Tuesday I heard a plaintiff in
the Proposition 8 case, Jeff Zarillo, tell the nation (on CNN's Starting Point)
how important the word "marriage" is to him: "It has global
recognition. No one celebrates a domestic partnership-versary. They celebrate
an anniversary of marriage."
Zarrillo wants what I once (in
Post #27) called "flavor" in his word, and "domestic
partnership" doesn't have it.
Nor, I suppose, does "civil union" or any of the other
alternatives.
Flavor satisfies the taste but it
sometimes confuses the mind. The
word "rights" in "animal rights" has a flavor of legality,
but it lacks legal foundation and leaves us groping for a referent. But I was wrong to depreciate Zarillo's
cause with a word like "flavor." The word "marriage" is sought not out of a taste
preference but out of a demand for equality. The argument, put simply, is that "we who are
essentially the same — in our ability to love, and remain faithful, and raise
children, etc. — should have the same rights, privileges, and benefits others
do. The word 'marriage,' if not a
right, is at least a benefit that should be allowed to us. Otherwise we are not equal."
This throws us back into a verbal
dispute, this time over the word "equal." To call two things equal they have to be the same, not in
all respects (nothing, outside of mathematics and logic, ever is) but in relevant
respects.. Gay and lesbian
candidates for marriage argue that they are the same as heterosexuals in
everything but their ability to reproduce. But, the key question, Is that ability relevant?
"No!' said
Justice Elena Kagan on Tuesday. We
let old people marry. And our best
columnists and bloggers have nailed her counter-example down. (See, for a very thorough example, http://www.slate.com/articles/health_and_science/human_nature/2013/03/homosexuality_as_infertility_how_to_end_the_gay_marriage_debate.html )
The strongest argument for the
relevance of fertility is, I think, one that fixes on human purpose and
decisions that further it.
"Fertility is certainly relevant in a candidate for a place in my
garden. I don't want to plant a
sterile flower where I need more of their kind. No matter that they are as beautiful, as cherished, as
welcome in the spring as the fertile flowers, they are not, in this important
respect, the same. So they can't,
in my estimation, be equal. I can
discriminate among them when I go to the nursery."

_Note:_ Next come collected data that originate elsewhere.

PR #3893, opened 2016-09-28
[objc] Remove the custom security policy

0xced:
### PR checklist

### Description of the PR

There are several issues with the security policy:

* The security policy is created with `AFSSLPinningModeNone` which means that even if pinned certificates are set (if config.sslCaCert is not nil), they will be ignored. Pinning will not work at all with this security policy.

* The configuration wrapper for the security policy is a bad idea.
  * `verifySSL` controls both invalid certificates and domain validation. A vanilla `AFSecurityPolicy` clearly exposes both `allowInvalidCertificates` and `validatesDomainName`.
  * `sslCaCert` only allows for a single pinned certificate. A vanilla `AFSecurityPolicy` clearly exposes a set of pinned certificates and makes it very convenient to load them with either `+[AFSecurityPolicy policyWithPinningMode:]` or `+[AFSecurityPolicy certificatesInBundle:]`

That analogy will not, I think, be
enough to satisfy Justice Kagan and those she speaks for, so we are left with
the unshaken view that bonded gays and bonded straights are the same in all
relevant respects.
But does that mean that the words
for them and their bond have to be the same? Are words relevant?
On Tuesday Chief
Justice Roberts made the radical suggestion that a word is the only thing that's relevant in the
present case. The plaintiffs have
made it that way. "It's just about the label....all
you're interested in is the label and you insist on changing the definition of
the label."
That gives me a
vision of peace. It's probably
just an unrealistic, academic vision but maybe you could share it. What you do is take a thorough
scientific survey. You list every
benefit the government gives the married, from survivor's benefits through
income tax deductions (there are 59 of them) to special state protection for
“intrafamily offenses” all the way to joint bankruptcy. After you make sure you have all the
legal rights (1049 here) you add all the privileges. Everything society can give a partnership of gays or
lesbians will be in one package.
Finally you put a name on it — "civil union," "domestic
partnership," "sworn bond," anything but the name "marriage." Then you ask whether or not your
interviewee will accept the package.
If he (or she) says "No" you put him down as one fighting only
for a word. You follow a similar
sequence with an interviewee of the opposing party. If he says, "Granted," to each item on the list
but won't grant "marriage" then he too is fighting only for a word. At the end you add up what's in your
columns and, if the numbers are significant, you publish them in a newspaper
(not an academic journal) and write an editorial asking, "What in the
world are you two groups so mad at each other about? You're fighting over a very little thing." They read it and say, "You're
right. Chief Justice Roberts was
onto us. One word isn't worth all
this."
There can't be any objections to a vision, can there? Later post, later post.